En dan de zandduinen. Zomaar ineens, ergens tussen het opvliegende zand, op stappen afstand van het kamp. We drinken even wat en dan staan we te popelen; we willen de duinen op. De zonsondergang zien. Foto's maken. We pakken onze rugzak in, nemen zoveel mogelijk sjaaltjes mee ter bescherming en daar gaan we. Op onze Teva's ja.


We lopen door een soort dalletje en bedenken alleen maar: omhoog! We willen omhoog. We hebben gekeken en onze zinnen gezet op het hoogste duin. Het zand is zacht. Onze voeten worden gestreeld...en zakken regelmatig weg. Het valt nog niet mee. Het hoge duin is een flinke klim. Als we halverwege zijn, zien we twee mensen bovenop het duin. Ze zwaaien vriendelijk. Wij zwaaien vriendelijk terug. Het zand striemt in ons gezicht. Op het zwaarste stuk zorgt praten al voor een hap zand.
"Het dondert me niet wie bovenop die berg zit, als hij me maar een handje helpt!"
En de handen komen. Vier handen Chef en Abder helpen ons de laatste halve meter. Breed grijnzend. We gaan zitten, zakken eerst nog weg, maken een grap en dan ineens worden we heel stil. Wauw. Wauw....
golven van zand zover we kunnen kijken. Wauw.

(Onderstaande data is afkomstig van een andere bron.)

PR #80, opened 2025-12-08
define a shadow dom wrapper component

brunopagno:
# Ticket
https://community.openproject.org/projects/communicator-stream/work_packages/69488/activity

Counterpart of https://github.com/opf/openproject/pull/21370

Allow the usage of op-blocknote-extensions under a shadow dom root. Without the wrapper exposed in this PR the extension is not able to load styles on a shadow root

StyledComponents defines the StyleSheetManager precisely to manipulate how to inject styles - https://styled-components.com/docs/api#stylesheetmanager

### DIFF
--- a/src/op-blocknote.ts
+++ b/src/op-blocknote.ts
@@ -3,9 +3,11 @@ import { createRoot } from 'react-dom/client';
 import App from './App';
 
 import mantineStyles from '@blocknote/mantine/style.css?url';
+import { ShadowDomWrapper } from '../lib';
 
 class BlockNoteElement extends HTMLElement {
   private mount: HTMLDivElement;
+  private reactRoot: ReturnType<typeof createRoot> | null = null;
 
   constructor() {
     super();
@@ -21,15 +23,26 @@ class BlockNoteElement extends HTMLElement {
   }
 
   connectedCallback() {
-    const root = createRoot(this.mount);
+    this.reactRoot = createRoot(this.mount);
 
-    root.render(this.BlockNoteReactContainer());
+    this.reactRoot.render(
+      React.createElement(
+        ShadowDomWrapper,
+        { target: this.mount },
+        React.createElement(App)
+      )
+    );
   }
 
-  BlockNoteReactContainer() {
-    return React.createElement(App);
+  disconnectedCallback() {
+    if (this.reactRoot) {
+      this.reactRoot.unmount();
+      this.reactRoot = null;
+    }
   }
 }
 
-customElements.define('op-block-note', BlockNoteElement);
+if (!customElements.get('op-block-note')) {
+  customElements.define('op-block-note', BlockNoteElement);
+}
 
--- a/src/op-blocknote.ts
+++ b/src/op-blocknote.ts
@@ -1,0 +1,35 @@
+import React from 'react';
+import { createRoot } from 'react-dom/client';
+import App from './App';
+
+import mantineStyles from '@blocknote/mantine/style.css?url';
+
+class BlockNoteElement extends HTMLElement {
+  private mount: HTMLDivElement;
+
+  constructor() {
+    super();
+
+    const shadowRoot = this.attachShadow({ mode: 'open' });
+    this.mount = document.createElement('div');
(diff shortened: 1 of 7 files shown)


judithroth (commented):
I haven't tested with a shadow DOM so far, but code LGTM and the vite test project also still seems to work which is nice.
However, when I try to use this with the latest release/17.0 branch, I get an error:
```
angular | ✘ [ERROR] TS2322: Type 'BlockSpec<"openProjectWorkPackage", { readonly wpid: { readonly default: ""; }; }, "none">' is not assignable to type '{ config: BlockConfig<string, PropSchema, "table" | "none" | "inline">; implementation: Omit<BlockImplementation<string, PropSchema, "table" | "none" | "inline">, "render" | "toExternalHTML"> & { ...; }; extensions?: BlockNoteExtension<...>[] | undefined; }'.
angular |   Types of property 'implementation' are incompatible.
angular |     Type 'BlockImplementation<"openProjectWorkPackage", { readonly wpid: { readonly default: ""; }; }, "none">' is not assignable to type 'Omit<BlockImplementation<string, PropSchema, "table" | "none" | "inline">, "render" | "toExternalHTML"> & { render: (block: any, editor: BlockNoteEditor<...>) => { ...; }; toExternalHTML?: ((block: any, editor: BlockNoteEditor<...>) => { ...; } | undefined) | undefined; }'.
angular |       Type 'BlockImplementation<"openProjectWorkPackage", { readonly wpid: { readonly default: ""; }; }, "none">' is not assignable to type 'Omit<BlockImplementation<string, PropSchema, "table" | "none" | "inline">, "render" | "toExternalHTML">'.
angular |         Types of property 'parse' are incompatible.
angular |           Type '((el: HTMLElement) => Partial<Props<{ readonly wpid: { readonly default: ""; }; }>> | undefined) | undefined' is not assignable to type '((el: HTMLElement) => Partial<Props<PropSchema>> | undefined) | undefined'.
angular |             Type '(el: HTMLElement) => Partial<Props<{ readonly wpid: { readonly default: ""; }; }>> | undefined' is not assignable to type '(el: HTMLElement) => Partial<Props<PropSchema>> | undefined'.
angular |               Type 'Partial<Props<{ readonly wpid: { readonly default: ""; }; }>> | undefined' is not assignable to type 'Partial<Props<PropSchema>> | undefined'.
angular |                 Type 'Partial<Props<{ readonly wpid: { readonly default: ""; }; }>>' is not assignable to type 'Partial<Props<PropSchema>>'.
angular |                   Property 'wpid' is incompatible with index signature.
angular |                     Type 'string' is not assignable to type 'undefined'. [plugin angular-compiler]
angular | 
angular |     src/react/OpBlockNoteContainer.tsx:63:4:
angular |       63 │     openProjectWorkPackage: openProjectWorkPackageBlockSpec(),
```

So I think we should not merge this until we have the counter part ready in Open Project.

src/op-blocknote.ts
```diff
@@ -0,0 +1,35 @@
...
+
+    root.render(this.BlockNoteReactContainer());
+  }
+
+  BlockNoteReactContainer() {
+    return React.createElement(App);
+  }
+}
+
+customElements.define('op-block-note', BlockNoteElement);
```
akabiru: 🟢 I've seen this safety pattern in primer view components - I reckon it accounts for when this file is imported/defined in multiple contexts

```suggestion
if (!customElements.get('op-block-note')) {
  customElements.define(op-block-note', BlockNoteElement);
}
```

akabiru (approved):

src/op-blocknote.ts
brunopagno: Oh, we need to do this in the core codebase as well :eyes:

judithroth: It would also be helpful to update blocknote in OP to the same version as in the extensions because right now they are incompatible :( that one tripped me up on Monday because at first I thought the errors I saw are because of my changes in the op-blocknote-extensions and only after I started on the styling ticket and had the same errors I recognized that this is due to the version mismatch of blocknote.

PR #1364, opened 2016-09-23
Don't set empty preferred_domestic_carrier_code, and if we are passed such a number from clients then treat the empty field as if unset.

keghani:
** Begin note to reviewers**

Daar zitten we dan. Zand striemt over ieder stukje huid dat het kan vinden. Mijn hoofd is ingepakt. Een grote bril beschermt mijn ogen. Ik maak sprakeloos mijn foto's terwijl ik mijn camera bescherm met een sjaal. Ik wil vastleggen hoe het zand voortgejaagd wordt. Hoe het landschap verandert terwijl ik daar zit. Hoe de zee van zand golft en er kleine schuimkopjes ontstaan die jagen over het zand en alles dat ze tegenkomen. Mijn benen worden ingegraven. Het zand onder mijn kont beweegt. En eigenlijk weet ik wel dat ik dit onmogelijk vangen kan op een foto. Mijn camera weigert dienst en ik besluit dat het me niet waard is om de boel de vernieling in te laten gaan. Ik pak 'm goed in en leg 'm weg. Zing ons woestijnlied. Maak met mijn telefoon nog wat snapshots  en dan ineens overvalt de stilte me. Allemaal kijken we stil voor ons uit. Wauw. In een totaal vreemde wereld zitten we allemaal even in onze eigen wereld. De wind raast, het zand streelt, striemt ook. Duinen van zand, zo ver we kunnen kijken. Ik denk aan mijn lieffie, aan de mensen van wie ik hou. Aan mijn leven, zo drastisch veranderd.   "Daar zitten we dan", we praten niet hard. "Ja, daar zitten we dan. Counting my blessings, en het zijn er zo veel." Wauw. Ik veeg een traan weg. Zand in mijn oog. Wat een moment.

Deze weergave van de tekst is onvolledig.